Georgians concerned about high gasoline prices, inflation, and high home heating bills this winter need look no further than the United Kingdom or California to see how bad things get when fact-free activist demands become energy policy.
The high prices and systemic failures of energy policy did not happen overnight, and Georgians would do well to heed the lessons unfolding before them in real time.
Californians are paying some of the highest electricity rates in the country, yet can barely keep the lights on. This is the direct result of misguided activism – the shuttering of natural gas-fired generation plants and the state’s remaining nuclear plant – being turned into actual policy.
Meanwhile, British consumers are facing long gasoline lines to get what little is available, and a natural gas shortage caused by poor public policy is sending prices soaring, so the UK winter is expected to be long, cold, dark, and potentially dangerous. All this is directly caused by to a too-rapid wholesale shift away from reliable, affordable power sources to less predictable ones, without fully thought-out planning.
The Californian and British energy crises are what happens when ideology dictates energy policy, instead of the cold, hard realities that working solutions require.

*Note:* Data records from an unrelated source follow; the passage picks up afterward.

PR #1151, opened 2018-12-13
JAVA-2056: Reduce HashedWheelTimer tick duration

emerkle826:
Motivation:
Timeouts and speculative executions are scheduled on the
same HashedWheelTimer, which has a default tick duration
of 100ms. This can be too imprecise for speculative executions.
Lowering the tick duration to 1ms does not affect performance,
but does allow for more precision for scheduling speculative
executions.

Modifications:
Reduce the default timer tick duration to 1ms (from 100ms)
and increase the default wheel size to 2048 (from 512).

### DIFF
--- a/core/src/main/resources/reference.conf
+++ b/core/src/main/resources/reference.conf
@@ -1385,7 +1385,7 @@ datastax-java-driver {
       # Required: yes
       # Modifiable at runtime: no
       # Overridable in a profile: no
-      tick-duration = 100 milliseconds
+      tick-duration = 1 millisecond
 
       # Number of ticks in a Timer wheel. The underlying implementation uses Netty's
       # HashedWheelTimer, which uses hashes to arrange the timeouts. This effectively controls the
@@ -1394,7 +1394,7 @@ datastax-java-driver {
       # Required: yes
       # Modifiable at runtime: no
       # Overridable in a profile: no
-      ticks-per-wheel = 512
+      ticks-per-wheel = 2048
     }
   }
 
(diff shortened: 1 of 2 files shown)


core/src/main/resources/reference.conf
```diff
@@ -1385,7 +1385,7 @@ datastax-java-driver {
       # Required: yes
       # Modifiable at runtime: no
       # Overridable in a profile: no
-      tick-duration = 100 milliseconds
+      tick-duration = 1 milliseconds
```
olim7t: Small nit: Config also support the singular form, so `1 millisecond` is also valid and looks prettier 😃

olim7t (approved):

core/src/main/resources/reference.conf
emerkle826: I completely overlooked that, good catch.

tolbertam (approved):
:+1:

core/src/main/resources/reference.conf
```diff
@@ -1394,7 +1394,7 @@ datastax-java-driver {
       # Required: yes
       # Modifiable at runtime: no
       # Overridable in a profile: no
-      ticks-per-wheel = 512
+      ticks-per-wheel = 2048
```
tomekl007, line 1397: This is basically a number of buckets within a hash table (that is inside of the `HashedWheelTImer`), right?

olim7t: Yes.
2048 seems like a good default to minimize collisions, considering that out of the box the driver uses a request timeout of 2000ms and no speculative executions.

PR #1152, opened 2018-12-14
JAVA-2061: Add section to upgrade guide about updated type mappings

tolbertam:
For [JAVA-2061](https://datastax-oss.atlassian.net/browse/JAVA-2061).  We received feedback that it wasn't apparent what happened to existing methods like `getTimestamp`.  #1123 adds some nice documentation about that, to make things more easily apparent, I added a section in the upgrade guide that references the new doc page and also links to the type mappings.


upgrade_guide/README.md
```diff
@@ -113,6 +113,15 @@ programming][4.x async programming] and [paging][4.x paging].
 [4.x async programming]: http://docs.datastax.com/en/developer/java-driver/4.0/manual/core/async/
 [4.x paging]: http://docs.datastax.com/en/developer/java-driver/4.0/manual/core/paging/
 
+#### CQL to Java type mappings
+
+Since the driver now has access to Java 8 types, some of the [CQL to Java type
+mappings] have changed, particularly when it comes to [temporal types] such
+as `date` and `timestamp`.
```
adutra: I think it would be even more helpful if you mentioned what changed exactly: `getDate` replaced with `getInstant` and `getLocalDate` that now returns `java.time.LocalDate`.

adutra (changes requested):

upgrade_guide/README.md
tolbertam: Sure, I can add that.  I think there are a few changes beyond that.  I'll add a listing of those similar to what was done for the 3.0.0 section of the upgrade guide.

tolbertam: Done

olim7t (approved):
You can also link to `manual/core/#cql-to-java-type-mapping`.

adutra (approved):

PR #1154, opened 2018-12-17
Test fixes for 4.0.0-beta3

tolbertam:
These changes are mostly for testing against DSE using the dse driver, as there were some assumptions that aren't necessarily true upstream.

There is also an ancillary change in`DropwizardSessionMetricUpdater` to use `gauge` instead of `register`.

### DIFF
--- a/integration-tests/src/test/java/com/datastax/oss/driver/api/core/session/ShutdownIT.java
+++ b/integration-tests/src/test/java/com/datastax/oss/driver/api/core/session/ShutdownIT.java
@@ -105,7 +105,7 @@ public class ShutdownIT {
                             assertThat(anfe.getErrors()).hasSize(1);
                             error = anfe.getErrors().values().iterator().next();
                             if (!(error instanceof IllegalStateException)
-                                && !"Driver channel is closing".equals(error.getMessage())) {
+                                && !error.getMessage().endsWith("is closing")) {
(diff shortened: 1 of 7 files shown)


integration-tests/src/test/java/com/datastax/oss/driver/api/core/session/ShutdownIT.java
```diff
@@ -81,21 +82,32 @@ public void should_fail_requests_when_session_is_closed() throws Exception {
...
                           } else if (error != null
                               && !(error instanceof ClosedConnectionException
                                   || error instanceof NoNodeAvailableException)) {
                             unexpectedErrors.add(error.toString());
+                          } else if (error instanceof AllNodesFailedException) {
+                            AllNodesFailedException anfe = (AllNodesFailedException) error;
+                            assertThat(anfe.getErrors()).hasSize(1);
+                            error = anfe.getErrors().values().iterator().next();
+                            if (!(error instanceof IllegalStateException)
+                                && !error.getMessage().endsWith("is closing")) {
```
tolbertam: Could have changed the exception messages to be consistent, but it wasn't clear to me if "Driver channel is closing" in `DriverChannel` and "Channel is closing" in `InflightHandler` was differentiated for a reason.

adutra (approved):

PR #1160, opened 2018-12-21
JAVA-2063: Abort reconnect attempts when every error is an authentication error.

GregBestland:
We shouldn't continue trying to re-connect when all contact points are giving us auth errors.

### DIFF
--- a/core/src/main/java/com/datastax/oss/driver/internal/core/control/ControlConnection.java
+++ b/core/src/main/java/com/datastax/oss/driver/internal/core/control/ControlConnection.java
@@ -277,7 +277,6 @@ public class ControlConnection implements EventCallback, AsyncAutoCloseable {
             error -> {
               boolean authFailure = true;
               if (error instanceof AllNodesFailedException) {
-
                 Collection<Throwable> errors =
                     ((AllNodesFailedException) error).getErrors().values();
                 for (Throwable nodeError : errors) {
--- a/core/src/main/java/com/datastax/oss/driver/internal/core/control/ControlConnection.java
+++ b/core/src/main/java/com/datastax/oss/driver/internal/core/control/ControlConnection.java
@@ -17,6 +17,7 @@ package com.datastax.oss.driver.internal.core.control;
 
 import com.datastax.oss.driver.api.core.AllNodesFailedException;
 import com.datastax.oss.driver.api.core.AsyncAutoCloseable;
+import com.datastax.oss.driver.api.core.auth.AuthenticationException;
 import com.datastax.oss.driver.api.core.connection.ReconnectionPolicy;
 import com.datastax.oss.driver.api.core.loadbalancing.NodeDistance;
 import com.datastax.oss.driver.api.core.metadata.Node;
@@ -45,6 +46,7 @@ import com.datastax.oss.protocol.internal.response.event.TopologyChangeEvent;
 import edu.umd.cs.findbugs.annotations.NonNull;
 import io.netty.util.concurrent.EventExecutor;
 import java.net.InetSocketAddress;
+import java.util.Collection;
 import java.util.LinkedHashMap;
 import java.util.Map;
 import java.util.Queue;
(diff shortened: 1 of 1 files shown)


core/src/main/java/com/datastax/oss/driver/internal/core/control/ControlConnection.java
```diff
@@ -273,12 +275,28 @@ private void init(boolean listenToClusterEvents, boolean reconnectOnFailure) {
               firstConnectionAttemptFuture.complete(null);
             },
             error -> {
-              if (reconnectOnFailure && !closeWasCalled) {
+              boolean authFailure = true;
```
tomekl007, line 278: we are assuming upfront that error is an `authFailure`? 
I think that `if (error instanceof AllNodesFailedException) {}` is `false` it does not mean that it is an `authFailure`, or is it?

core/src/main/java/com/datastax/oss/driver/internal/core/control/ControlConnection.java
```diff
@@ -273,12 +275,28 @@ private void init(boolean listenToClusterEvents, boolean reconnectOnFailure) {
...
+              if (error instanceof AllNodesFailedException) {
+                Collection<Throwable> errors =
+                    ((AllNodesFailedException) error).getErrors().values();
+                for (Throwable nodeError : errors) {
+                  if (!(nodeError instanceof AuthenticationException)) {
+                    authFailure = false;
```
adutra, line 284: You could insert a `break` here. Actually, even better: you could extract this logic into a separate method.

core/src/main/java/com/datastax/oss/driver/internal/core/control/ControlConnection.java
```diff
@@ -273,12 +275,28 @@ private void init(boolean listenToClusterEvents, boolean reconnectOnFailure) {
               firstConnectionAttemptFuture.complete(null);
             },
             error -> {
-              if (reconnectOnFailure && !closeWasCalled) {
+              boolean authFailure = true;
+              if (error instanceof AllNodesFailedException) {
```
adutra, line 279: Shouldn't we try to generify a bit this logic? Other errors are probably as fatal as authentication errors, e.g. wrong SSL certificates. I suggest creating a method called `isFatalError(Throwable)` and checking all possible cases inside it.

adutra (changes requested):

olim7t:
As I commented in JIRA, retrying on auth errors was [explicitly requested](https://datastax-oss.atlassian.net/browse/JAVA-472) in driver 3:
> When a password was inadvertently changed on the server [the driver stopped reconnecting to that node] ... the client side never recovers until the [driver instance] is bounced. The password can easily be corrected and does not need a node restart. This has the potential to bring the production down if some one fat fingers a password

This could easily apply to the `reconnect-on-init` scenario as well: you start your client, find out that the password on the server-side is wrong, and change it without restarting the client.

That being said, it's debatable and there probably are/will be differing opinions. So I suggest a change to the `ReconnectionPolicy` API in order to let it decide whether the error is "fatal":

* pass a `Throwable` to `ReconnectionSchedule.nextDelay()`: for the control connection it's an `AllNodesFailedException`, for individual nodes we'll need a similar way to aggregate all channel failures. The method can return a special value (`null`? `Optional.empty()`? rethrow the error?) to indicate that the error should not be retried.

    "Not retrying" means different things depending on the situation:

    * control connection if `reconnect-on-init` is set and this is the initial connection attempt: rethrow to the caller.
    * control connection when reconnecting at runtime: stop reconnecting. I can't think of a good reason to do that so this will probably rarely be used. There is an internal method to restart manually: `ControlConnection.reconnectNow`.
    * individual nodes: if there are no active channels, mark the node DOWN and stop reconnecting. This is already hard-coded for some specific cases in `ChannelPool.onAllConnected()`.
 
* I'd also use the opportunity to add a parameter `ReconnectionPolicy.newControlConnectionSchedule(boolean isInitialConnection)`, since the schedule for the initial attempt may behave differently than the "runtime" ones. EDIT -- I opened #1162 to address this separately.

This is much more involved than the original scope of this ticket, and will break the public API 😐 On the flipside, I think it makes sense to give users control over this.

GregBestland:
Java-2063, PR has been migrated to the dse driver repo, and evolved significantly. I'm closing this because it's not longer valid.

PR #1162, opened 2018-12-27
JAVA-2077: Allow reconnection policy to detect first connection attempt

olim7t:
TODO
- [x] add more explanations in commit message body (see JIRA)
- [x] add revapi exception
- [x] refactor init methods
- [ ] reformat `newControlConnectionSchedule` javadoc

### DIFF
--- a/core/src/main/java/com/datastax/oss/driver/api/core/connection/ReconnectionPolicy.java
+++ b/core/src/main/java/com/datastax/oss/driver/api/core/connection/ReconnectionPolicy.java
@@ -36,8 +36,10 @@ import java.time.Duration;
  *       for a node does not have its configured number of connections (see {@code
  *       advanced.connection.pool.*.size} in the configuration), a reconnection starts for that
  *       pool.
- *   <li>{@linkplain #newControlConnectionSchedule() for the control connection}: when the control
- *       node goes down, a reconnection starts to find another node to replace it.
+ *   <li>{@linkplain #newControlConnectionSchedule(boolean) for the control connection}: when the
+ *       control node goes down, a reconnection starts to find another node to replace it. This is
+ *       also used if the configuration option {@code advanced.reconnect-on-init} is set and the
+ *       driver has to retry the initial connection.
  * </ul>
  *
  * This interface defines separate methods for those two cases, but implementations are free to
@@ -49,9 +51,21 @@ public interface ReconnectionPolicy extends AutoCloseable {
   @NonNull
   ReconnectionSchedule newNodeSchedule(@NonNull Node node);
 
-  /** Creates a new schedule for the control connection. */
+  /**
+   * Creates a new schedule for the control connection.
+   *
+   * @param isInitialConnection whether this schedule is generated for the driver's initial attempt
+   *     to connect to the cluster.
+   *     <ul>
+   *       <li>{@code true} means that the configuration option {@code advanced.reconnect-on-init}
+   *           is set, the driver failed to reach any contact point, and it is now scheduling
+   *           reattempts.
+   *       <li>{@code false} means that the driver was already initialized, lost connection to the
+   *           control node, and is now scheduling attempts to connect to another node.
+   *     </ul>
+   */
   @NonNull
-  ReconnectionSchedule newControlConnectionSchedule();
+  ReconnectionSchedule newControlConnectionSchedule(boolean isInitialConnection);
 
   /** Called when the cluster that this policy is associated with closes. */
   @Override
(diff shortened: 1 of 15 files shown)


adutra (changes requested):
A revapi exception should be added:

```

{
  "code": "java.method.numberOfParametersChanged",
  "old": "method com.datastax.oss.driver.api.core.connection.ReconnectionPolicy.ReconnectionSchedule com.datastax.oss.driver.api.core.connection.ReconnectionPolicy::newControlConnectionSchedule()",
  "new": "method com.datastax.oss.driver.api.core.connection.ReconnectionPolicy.ReconnectionSchedule com.datastax.oss.driver.api.core.connection.ReconnectionPolicy::newControlConnectionSchedule(boolean)",
  "package": "com.datastax.oss.driver.api.core.connection",
  "classQualifiedName": "com.datastax.oss.driver.api.core.connection.ReconnectionPolicy",
  "classSimpleName": "ReconnectionPolicy",
  "methodName": "newControlConnectionSchedule",
  "oldArchive": "com.datastax.oss:java-driver-core:jar:4.0.0-beta3",
  "newArchive": "com.datastax.oss:java-driver-core:jar:4.0.0-rc1-SNAPSHOT",
  "elementKind": "method",
  "justification": <<<<< ADD YOUR EXPLANATION FOR THE NECESSITY OF THIS CHANGE >>>>>
},
```

core/src/main/java/com/datastax/oss/driver/api/core/connection/ReconnectionPolicy.java
```diff
@@ -49,9 +51,21 @@
   @NonNull
   ReconnectionSchedule newNodeSchedule(@NonNull Node node);
 
-  /** Creates a new schedule for the control connection. */
+  /**
+   * Creates a new schedule for the control connection.
+   *
+   * @param isInitialConnection whether this schedule is generated for the driver's initial attempt
+   *     to connect to the cluster.
+   *     <ul>
```
adutra, line 59: I think we should avoid long texts like this one inside javadoc tags. With the default CSS style, tag texts are rendered with a fixed-size font and all the formatting is lost:

image

core/src/main/java/com/datastax/oss/driver/internal/core/control/ControlConnection.java
```diff
@@ -294,6 +293,15 @@ private void init(boolean listenToClusterEvents, boolean reconnectOnFailure) {
       }
     }
 
+    private ReconnectionSchedule newSchedule() {
+      boolean isInitialConnection =
+          reconnectOnInit
+              // This is always set after the initial attempt, regardless of its outcome.
+              // If the first attempt failed, we create the schedule before setting it.
+              && !firstConnectionAttemptFuture.isDone();
```
adutra: This is overly complex to follow, couldn't you create a dedicated boolean variable to store that information (initial/not initial) instead?

Besides, are you sure that `firstConnectionAttemptFuture.isDone()` is always false for the initial attempt? From what I understand, in case the initial attempt fails, the thread executing the initial sequence will first call `reconnection.start()` line 276 then complete `firstConnectionAttemptFuture` exceptionally line 289; but since the reconnection process is async, the future may or may not be completed before `newSchedule` is called.

adutra (dismissed):

core/src/main/java/com/datastax/oss/driver/api/core/connection/ReconnectionPolicy.java
olim7t: I hadn't noticed that. I'll move those explanations to the main description then.

core/src/main/java/com/datastax/oss/driver/internal/core/control/ControlConnection.java
olim7t: I don't think concurrency is an issue, `Reconnection` uses the same admin thread and `Reconnection.start()` creates the schedule synchronously.

But you are right that the code is too convoluted. What makes it complicated is that the control connection can be initialized in two ways:

1. by default, it's the component that determines if the initial connection to the cluster succeeds.
2. But you could also have a custom `TopologyMonitor` that does that a different way, and only use the control connection for schema metadata and server events. In that case the control connection is initialized late, and `newControlConnectionSchedule()` must never be called with a `true` argument.

I think I can make the code more clear if there are separate init methods for those two cases. I'll give it a try.

adutra: > I don't think concurrency is an issue, Reconnection uses the same admin thread and Reconnection.start() creates the schedule synchronously.

Hmm my bad, `newSchedule()` is invoked synchronously while `reconnect()` is invoked asynchronously, so the future will never be done when `newSchedule()` is executed.

> I think I can make the code more clear if there are separate init methods for those two cases. I'll give it a try.

💯

olim7t:
Still OK to merge this?
We've decided to backtrack on the other reconnection policy changes in [JAVA-2086](https://datastax-oss.atlassian.net/browse/JAVA-2086), but I think this one is still nice to have.

adutra:
> Still OK to merge this?

+1 from me.

PR #1287, opened 2019-06-28
JAVA-2315: Improve extensibility of session builder

olim7t:
Motivation:

Every time we add a new programmatic argument to the session builder,
there is a breaking change on SessionBuilder#buildContext.

This extends to DefaultDriverContext's constructor (even though
DefaultDriverContext is an internal class, it would be wise to be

Likewise, high gasoline prices are what happens when the federal government intentionally blocks American energy production, cancels pipelines, and begs OPEC+ nations – never a friend of the U.S. economy – for help.
This policy is driven by zealots who protest against natural gas, pipelines, power stations, and oil and gas production. They have no remedy for the harm that comes to families and businesses if they get their way and don’t care, either. And they refuse to acknowledge that we can achieve our climate goals and use traditional energy thoughtfully – much to the detriment of the public.
All of this is harmful for America’s economic and energy security, and our environment because it increases emissions. U.S. oil and gas is produced under the world’s strongest environmental standards, which Russia and Venezuela do not share. Nor do they share our best interests, not unlike anti-energy activists.
America is energy self-sufficient and has delivered the world’s largest emissions reductions. Georgians should urge their leaders to question any proposal that seeks to restrict energy options without first examining the impact on reliability, affordability and environmental progress.
Let the failures of others like California and the UK light the way to better energy policy.